**Your goal**
If a line below contains the word "Remove", count it. Please give the total and nothing else.
=-=-=
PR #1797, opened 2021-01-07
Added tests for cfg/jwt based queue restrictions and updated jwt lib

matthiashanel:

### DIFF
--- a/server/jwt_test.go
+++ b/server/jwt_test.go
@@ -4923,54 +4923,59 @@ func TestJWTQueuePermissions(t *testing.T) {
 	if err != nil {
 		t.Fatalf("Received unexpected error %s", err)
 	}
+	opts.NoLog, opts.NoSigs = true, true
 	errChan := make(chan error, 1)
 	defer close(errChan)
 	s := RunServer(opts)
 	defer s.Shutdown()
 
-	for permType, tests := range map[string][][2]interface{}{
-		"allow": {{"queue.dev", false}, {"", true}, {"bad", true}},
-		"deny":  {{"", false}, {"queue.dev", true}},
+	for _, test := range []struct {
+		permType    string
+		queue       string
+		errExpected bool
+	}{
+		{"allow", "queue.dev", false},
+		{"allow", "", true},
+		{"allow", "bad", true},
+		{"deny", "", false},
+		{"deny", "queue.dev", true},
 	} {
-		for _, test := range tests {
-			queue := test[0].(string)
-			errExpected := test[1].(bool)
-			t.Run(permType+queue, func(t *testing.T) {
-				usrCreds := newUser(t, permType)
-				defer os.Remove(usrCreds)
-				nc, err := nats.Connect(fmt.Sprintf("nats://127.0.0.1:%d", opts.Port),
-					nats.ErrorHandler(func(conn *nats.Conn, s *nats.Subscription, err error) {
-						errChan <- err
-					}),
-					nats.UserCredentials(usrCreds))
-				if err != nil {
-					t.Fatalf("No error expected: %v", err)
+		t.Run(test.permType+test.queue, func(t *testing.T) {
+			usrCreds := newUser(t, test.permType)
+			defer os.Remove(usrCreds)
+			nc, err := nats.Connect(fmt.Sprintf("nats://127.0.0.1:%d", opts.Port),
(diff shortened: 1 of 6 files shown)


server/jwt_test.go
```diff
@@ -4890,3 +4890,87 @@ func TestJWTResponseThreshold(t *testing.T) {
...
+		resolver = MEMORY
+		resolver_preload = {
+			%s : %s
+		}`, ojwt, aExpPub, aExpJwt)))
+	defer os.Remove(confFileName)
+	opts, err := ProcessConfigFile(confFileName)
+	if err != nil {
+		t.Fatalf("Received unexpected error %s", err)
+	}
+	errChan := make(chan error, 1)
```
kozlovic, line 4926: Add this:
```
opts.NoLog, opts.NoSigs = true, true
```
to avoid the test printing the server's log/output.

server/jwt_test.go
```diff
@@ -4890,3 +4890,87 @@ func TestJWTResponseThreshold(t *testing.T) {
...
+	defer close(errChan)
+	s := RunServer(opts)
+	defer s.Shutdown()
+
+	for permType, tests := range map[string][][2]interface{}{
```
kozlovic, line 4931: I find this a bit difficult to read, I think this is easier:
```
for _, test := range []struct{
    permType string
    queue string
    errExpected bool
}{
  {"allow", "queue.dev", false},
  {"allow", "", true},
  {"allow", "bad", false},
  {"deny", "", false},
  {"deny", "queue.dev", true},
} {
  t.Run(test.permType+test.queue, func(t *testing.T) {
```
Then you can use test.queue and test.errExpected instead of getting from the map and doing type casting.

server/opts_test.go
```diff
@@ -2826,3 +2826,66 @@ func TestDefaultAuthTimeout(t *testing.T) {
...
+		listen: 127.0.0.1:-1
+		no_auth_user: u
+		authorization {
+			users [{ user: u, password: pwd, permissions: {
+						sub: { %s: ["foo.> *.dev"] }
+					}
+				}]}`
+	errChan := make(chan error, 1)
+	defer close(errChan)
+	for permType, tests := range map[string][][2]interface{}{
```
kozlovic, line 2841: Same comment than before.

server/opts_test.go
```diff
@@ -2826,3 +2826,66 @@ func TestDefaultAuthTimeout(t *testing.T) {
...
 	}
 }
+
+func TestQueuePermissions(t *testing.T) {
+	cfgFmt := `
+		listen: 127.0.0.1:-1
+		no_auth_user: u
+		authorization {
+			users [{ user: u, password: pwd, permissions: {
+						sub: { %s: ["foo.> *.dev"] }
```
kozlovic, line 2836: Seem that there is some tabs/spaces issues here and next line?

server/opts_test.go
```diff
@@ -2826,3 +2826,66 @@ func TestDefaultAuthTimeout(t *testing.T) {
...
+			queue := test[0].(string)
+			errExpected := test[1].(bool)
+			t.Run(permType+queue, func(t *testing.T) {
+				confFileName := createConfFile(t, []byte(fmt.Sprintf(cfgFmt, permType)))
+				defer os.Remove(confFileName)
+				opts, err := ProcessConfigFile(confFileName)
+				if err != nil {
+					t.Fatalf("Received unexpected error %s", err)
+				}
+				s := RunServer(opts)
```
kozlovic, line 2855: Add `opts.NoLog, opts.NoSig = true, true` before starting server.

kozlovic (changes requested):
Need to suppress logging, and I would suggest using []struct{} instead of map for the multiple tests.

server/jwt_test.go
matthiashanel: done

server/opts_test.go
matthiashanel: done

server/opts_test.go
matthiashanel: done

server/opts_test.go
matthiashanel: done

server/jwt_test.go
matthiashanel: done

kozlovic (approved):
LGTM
=-=-=
**Answer for this exercise**
4